The only change I acknowledge is your grandma copies and pastes essays into ChatGPT while YOU don’t. You go pretend you live in that reality where the bullets will never appear.

jrflowers · 2026-05-10T10:00:07 1778407207

>You love it because you want it to stay this way so you can forever believe AI will never be better than you.

>Bro the reality is unfolding as you speak

>You go pretend you live in that reality where the bullets will never appear.

It’s too late bro, roko’s basilisk was real and it’s already punishing you

threethirtytwo · 2026-05-10T18:34:34 1778438074

Stick with the argument.

When I said the experiment is inaccurate to the current abilities of AI it’s fucking right. Admit it and stop going off tangents.

There’s no argument against this. You’re dodging and weaving trying to dodge reality. I don’t know who roko is and I don’t give a shit.

jrflowers · 2026-05-10T23:36:22 1778456182

There isn’t an argument. We agree that

> Models DO do that.

and I haven’t challenged that this doesn’t sit comfortably with your opinions about the future. I believe that you feel that way, nobody is arguing that you don’t

rune-dev · 2026-05-10T11:23:19 1778412199

First off, It’s good to study all kinds of things isn’t it? Even if it’s not strictly practical.

Second, and more importantly these AI tools are EVERYWHERE right now. The effects of people using them for work can be seen throughout many industries and workplaces.

So I think studying how these models perform in the vast majority of use cases is not only a good idea, but it’s actually really important.

Even if you’re strictly pro-AI and believe it is the future, a study like this can help you explain to laymen why they need the harnesses you’re so in support of.

threethirtytwo · 2026-05-10T21:40:47 1778449247

> First off, It’s good to study all kinds of things isn’t it? Even if it’s not strictly practical.

Course it is. But the conclusion everyone is coming to is that LLMs are garbage and can’t be used because of 25 percent degradation which is not in line with reality.
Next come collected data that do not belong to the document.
PR #637, opened 2026-08-06
fix(chart): image-refresh builds explicit in-cluster kubeconfig (#634)

saadqbal:
Fixes #634.

## Problem

The `image-refresh` CronJob was failing on **every tick across the whole fleet** (dev/stg/prod). The logged error — `cannot read deployment/<release>-jobs-manager (NotFound, RBAC denial, or API error)` — was misleading: it is **none of those three**. `kubectl` in the `alpine/k8s` Job pod does **not** reliably auto-detect in-cluster config; with no kubeconfig on disk it falls back to `http://localhost:8080` and every API call fails, even though the SA token and `KUBERNETES_SERVICE_*` env are present. The read gate ran both `kubectl` calls with `>/dev/null 2>&1`, so the real cause was hidden until reproduced by hand (see #634 for the full live investigation).

Consequence: image-refresh stopped reconciling new `tracebloc/{jobs-manager,pods-monitor}` digests, so **clients silently stopped picking up new control-plane images**.

## Fix

- **Build an explicit in-cluster kubeconfig** from the mounted ServiceAccount at script start (API server from `KUBERNETES_SERVICE_*`, ca + token from the projected SA volume) and point `KUBECONFIG` at it, so every `kubectl` below targets the real API server regardless of the auto-detect quirk. All existing `kubectl` calls stay literal.
- **Surface the real API error** on the fail path instead of `>/dev/null 2>&1`, so the next incident is one log line naming the actual cause (NotFound vs 403 vs connection-refused vs timeout), not a repro session.
- **Regression guards** lock the kubeconfig preamble in place.
- **Chart bump 1.9.22 → 1.9.23** (script is chart content; `chart-version-guard`).

## Validation

- `helm unittest client` — **346/346 pass**, including the 3 new guards (they assert the preamble renders into the ConfigMap script).
- **Live dev pod** running the exact preamble under the real pod constraints (`readOnlyRootFilesystem`, `HOME=/home/kubectl`, emptyDir `/tmp` + `/home/kubectl`): bare `kubectl rollout status` and `kubectl get deployment -o json | jq` both return rc=0. Before the fix the same calls hit `localhost:8080` and failed.

## Not in scope / follow-up

The environmental trigger (why it broke ~2 days ago despite unchanged chart/image/script) is still **unconfirmed** — prime suspect is the `alpine/k8s:1.30.5` tag being re-pushed with a different kubectl build combined with a node recycle (`IfNotPresent` → new nodes pull fresh). This fix makes the script robust regardless of the trigger; the root-trigger investigation can continue separately under #634.

---

> [!NOTE]
> **Medium Risk**
> Changes how the image-refresh job talks to the Kubernetes API fleet-wide; misconfiguration could block control-plane image rollouts, but behavior is locked by unittest guards and matches standard in-cluster client patterns.
> 
> **Overview**
> Fixes fleet-wide **image-refresh** CronJob failures where `kubectl` in the `alpine/k8s` job pod did not auto-detect in-cluster config and hit `http://localhost:8080`, blocking digest reconciliation for `tracebloc/{jobs-manager,pods-monitor}`.
> 
> The refresh script now **builds an explicit kubeconfig** at startup from the mounted ServiceAccount (`KUBECONFIG` on `/tmp`, API server from `KUBERNETES_SERVICE_*`, CA + **`tokenFile`** for the bearer token), including **IPv6 bracketing** for the API host. On deployment read failure it **logs the real `kubectl` stderr** instead of a generic message.
> 
> **Helm unittest** adds regression guards for that preamble; chart version **1.9.22 → 1.9.23**.
> 
> <sup>Reviewed by [Cursor Bugbot](https://cursor.com/bugbot) for commit 2ed9f9730e04484d7fac454892e8c074658a901c. Bugbot is set up for automated code reviews on this repo. Configure [here](https://www.cursor.com/dashboard/bugbot).</sup>

### DIFF
--- a/client/Chart.yaml
+++ b/client/Chart.yaml
@@ -2,8 +2,8 @@ apiVersion: v2
 name: client
 description: A unified Helm chart for tracebloc on AKS, EKS, bare-metal, and OpenShift
 type: application
-version: 1.9.22
-appVersion: "1.9.22"
+version: 1.9.23
+appVersion: "1.9.23"
 keywords:
   - tracebloc
   - kubernetes
--- a/client/templates/image-refresh-cronjob.yaml
+++ b/client/templates/image-refresh-cronjob.yaml
@@ -50,6 +50,27 @@ data:
     log "release=$RELEASE_NAME namespace=$RELEASE_NAMESPACE deployment=$DEPLOYMENT_NAME"
     log "  client images: tracebloc/{jobs-manager,pods-monitor} on docker.io under tag=$IMAGE_TAG"
 
+    # kubectl in the alpine/k8s image does NOT reliably auto-detect in-cluster
+    # config in this Job's pod: with no kubeconfig on disk it falls back to
+    # http://localhost:8080 and every API call fails ("connection refused"),
+    # even though the SA token and KUBERNETES_SERVICE_* env are both present
+    # (#634 — observed failing fleet-wide, where it masqueraded as the generic
+    # "cannot read deployment" below and cost a full live investigation). Build
+    # an explicit in-cluster kubeconfig from the mounted ServiceAccount so every
+    # `kubectl` below targets the real API server regardless of that quirk.
+    # These `kubectl config` calls only write the local kubeconfig file
+    # ($KUBECONFIG, on the writable /tmp emptyDir) — they make no API call.
+    SA_DIR=/var/run/secrets/kubernetes.io/serviceaccount
+    export KUBECONFIG=/tmp/kubeconfig
+    kubectl config set-cluster in-cluster \
+      --server="https://${KUBERNETES_SERVICE_HOST}:${KUBERNETES_SERVICE_PORT}" \
+      --certificate-authority="${SA_DIR}/ca.crt" >/dev/null
+    kubectl config set-credentials in-cluster \
+      --token="$(cat "${SA_DIR}/token")" >/dev/null
+    kubectl config set-context in-cluster \
+      --cluster=in-cluster --user=in-cluster --namespace="$RELEASE_NAMESPACE" >/dev/null
+    kubectl config use-context in-cluster >/dev/null
+
     # Get an anonymous pull-scope token for one repository on a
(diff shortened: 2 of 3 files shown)


aptracebloc (approved):
@saadqbal — **Approved.** Textbook incident fix for #634, and I verified the mechanism directly rather than trusting the render.

- **✅ The kubeconfig preamble actually produces a valid in-cluster config** — ran it under a real `kubectl`: IPv4 → `server: https://10.0.0.1:443`; IPv6 → correctly bracketed `https://[fd00::1]:443` (the `case *:*` branch). The rendered kubeconfig carries **`tokenFile:` (a path) and no `token:` value** — the bearer token never lands on argv or in the file, and kubectl re-reads the rotating projected token per call. `set users.in-cluster.tokenFile` is the right form (`set-credentials` has no `--token-file`).
- **✅ Fail-path stderr capture is correct** — `err="$(kubectl get … 2>&1 >/dev/null || true)"` routes stderr to the capture and stdout to `/dev/null`, so the failing tick names the real cause (NotFound vs 403 vs connection-refused) in one log line; `|| true` avoids a `set -e` abort and `--request-timeout=15s` bounds it.
- **✅ All 7 regression guards are sound** — the 5 `matchRegex` (KUBECONFIG, set-cluster, bracketed `api_host`, server URL, tokenFile) match; the `notMatchRegex` for `set-credentials … --token` is correctly absent (the only `--token=` in the file is the explanatory comment, not an invocation). Both Bugbot findings (token-off-argv, IPv6 bracketing) properly addressed.
- **✅ Can't regress a working cluster** — the explicit kubeconfig is built from the same SA mount + `KUBERNETES_SERVICE_*` auto-detect would have used, so it's strictly more reliable, never less.

⚪ Non-blocking: the PR body and commit message say "Chart bump 1.9.15 → 1.9.16", but the actual diff (and the Cursor summary) is **1.9.22 → 1.9.23** — the correct bump vs current `develop`. Just stale prose; the committed version is right. Worth a note so nobody's thrown by it.

PR #641, opened 2026-08-07
fix(#1143): add readiness/liveness/startup probes to the requests-proxy Deployment

divyasinghds:
Closes tracebloc/backend#1143.

## Problem
The requests-proxy Deployment has no readiness/liveness/startup probes, so the pod counts as Ready the moment the container starts — before gunicorn is actually accepting connections. The doctor's `ReadyReplicas` check goes green while the proxy can't yet serve (false-green).

## Fix
Add `startupProbe` / `livenessProbe` / `readinessProbe` as **`tcpSocket` on the gunicorn port (8888)**, mirroring the three-probe structure of `mysql-deployment.yaml`.

**Why tcpSocket, not httpGet:** the requests-proxy application lives in the `client-runtime` repo and exposes no chart-visible HTTP health path — an `httpGet` to an unknown path would 404 and permanently wedge the pod. A successful TCP accept on 8888 is the honest "gunicorn is serving" signal and is exactly what the doctor's ReadyReplicas check needs.

## Files
- `client/templates/requests-proxy-deployment.yaml` — three tcpSocket probes on port 8888
- `client/Chart.yaml` — version + appVersion → 1.9.26 (chart-content change)

## Validation
`helm lint` clean; `helm template` renders the probes as intended.

---

> [!NOTE]
> **Low Risk**
> Helm-only change to probe timing on a single-replica sidecar; no auth or data-path logic, with documented limits of tcpSocket vs full app health.
> 
> **Overview**
> Fixes **false-green** readiness for the Service Bus egress proxy: `tb doctor` was treating the pod as ready as soon as the container started, before gunicorn listened on **8888**.
> 
> The requests-proxy **Deployment** now has **startup**, **liveness**, and **readiness** probes as **`tcpSocket` on port 8888**, aligned with the three-probe pattern used elsewhere in the chart (e.g. MySQL). **HTTP probes were avoided** because the proxy app has no chart-visible health URL; a bad `httpGet` could 404 and block readiness permanently.
> 
> **Chart version** is bumped to **1.9.26**. Inline comments note this is a partial fix: TCP success only means the gunicorn master bound the socket, not that `create_app()` and the worker can actually relay traffic—a future `/healthz` in client-runtime would be needed for that.
> 
> <sup>Reviewed by [Cursor Bugbot](https://cursor.com/bugbot) for commit 9634e742e180eb579dce3b7d1a8ae753c66036ca. Bugbot is set up for automated code reviews on this repo. Configure [here](https://www.cursor.com/dashboard/bugbot).</sup>

### DIFF
--- a/client/templates/requests-proxy-deployment.yaml
+++ b/client/templates/requests-proxy-deployment.yaml
@@ -52,8 +52,15 @@ spec:
           # tcpSocket (not httpGet): the proxy app lives in client-runtime and
           # exposes no chart-visible HTTP health path, and a probe against an
           # unknown path would 404 and wedge the pod. A successful TCP accept on
-          # the gunicorn listen port is the honest "the proxy is serving" signal.
-          # Mirrors mysql-deployment.yaml's startup/liveness/readiness structure.
+          # :8888 confirms the gunicorn MASTER has bound the listen socket. That
+          # is a strict improvement over no probes — it catches a container that
+          # never starts — but it does NOT fully close the false-green: the
+          # master binds the socket before the single worker finishes importing
+          # create_app(), and keeps it bound while a worker crash-loops on that
+          # import, so a proxy that can't actually relay can still read Ready.
+          # Fully closing it would need a real /healthz served from
+          # client-runtime. Mirrors mysql-deployment.yaml's
+          # startup/liveness/readiness structure.
           startupProbe:
             tcpSocket:
               port: 8888
--- a/client/templates/requests-proxy-deployment.yaml
+++ b/client/templates/requests-proxy-deployment.yaml
@@ -45,6 +45,36 @@ spec:
             - "requests_proxy_server:create_app()"
           ports:
             - containerPort: 8888
+          # #1143: without probes the pod is "Ready" the instant the container
+          # process starts — before gunicorn has bound :8888 — so tb doctor's
+          # "Service Bus egress (requests-proxy) ready" (which reads
+          # ReadyReplicas) shows a false green even when the proxy can't relay.
+          # tcpSocket (not httpGet): the proxy app lives in client-runtime and
+          # exposes no chart-visible HTTP health path, and a probe against an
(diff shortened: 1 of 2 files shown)


client/templates/requests-proxy-deployment.yaml
```diff
@@ -45,6 +45,36 @@ spec:
...
+            timeoutSeconds: 3
+            failureThreshold: 12
+          livenessProbe:
+            tcpSocket:
+              port: 8888
+            initialDelaySeconds: 0
+            periodSeconds: 10
+            timeoutSeconds: 3
+            failureThreshold: 5
+          readinessProbe:
```
saadqbal, line 78: Worth knowing (non-blocking): tcpSocket:8888 goes green the moment the gunicorn **master** binds the socket, which happens before the single `--workers=1` worker finishes importing `create_app()`. So a worker that crash-loops on boot still reads Ready — the master keeps :8888 bound and just respawns it. This narrows the false-green (container-started → socket-bound) but doesn't fully close it; only a real `/healthz` in client-runtime would. Strict improvement over no probes, so fine to ship — just flagging the gap since the comment above calls tcpSocket the honest "proxy is serving" signal, and it's really "master is listening."

saadqbal (dismissed):
Nice, tight fix — probe timings mirror mysql-deployment, tcpSocket is the right call given there's no chart-visible HTTP path, and version/appVersion move in lockstep as usual. One non-blocking note inline about the residual false-green. Approving.

aptracebloc (dismissed):
Looks good and I adhere to Asad's non-blocking comment.

client/templates/requests-proxy-deployment.yaml
divyasinghds: Good catch — reworded the comment to say tcpSocket:8888 confirms the gunicorn master is listening (not that the proxy is fully serving); it narrows but does not close the false-green, which needs a real /healthz in client-runtime. Probes unchanged.

saadqbal (approved):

> Second, and more importantly these AI tools are EVERYWHERE right now. The effects of people using them for work can be seen throughout many industries and workplaces.

At 25 percent degradation these tools would not be everywhere. They are everywhere because it’s not actually used that way.

> So I think studying how these models perform in the vast majority of use cases is not only a good idea, but it’s actually really important.

I have less of a problem with this study and more about the interpretation of this study.

> Even if you’re strictly pro-AI and believe it is the future, a study like this can help you explain to laymen why they need the harnesses you’re so in support of.

I’m not pro-AI. I’m anti AI. I fucking hate fucking AI.

What I’m angry at is this delusional denial of reality. This experiment is very obviously not accurate yet people are using this study as a headliner to promote an anti AI agenda.

I don’t like AI but that’s different for lying to myself or trying to say AI sucks at something when it is in fact superior then us in this respect.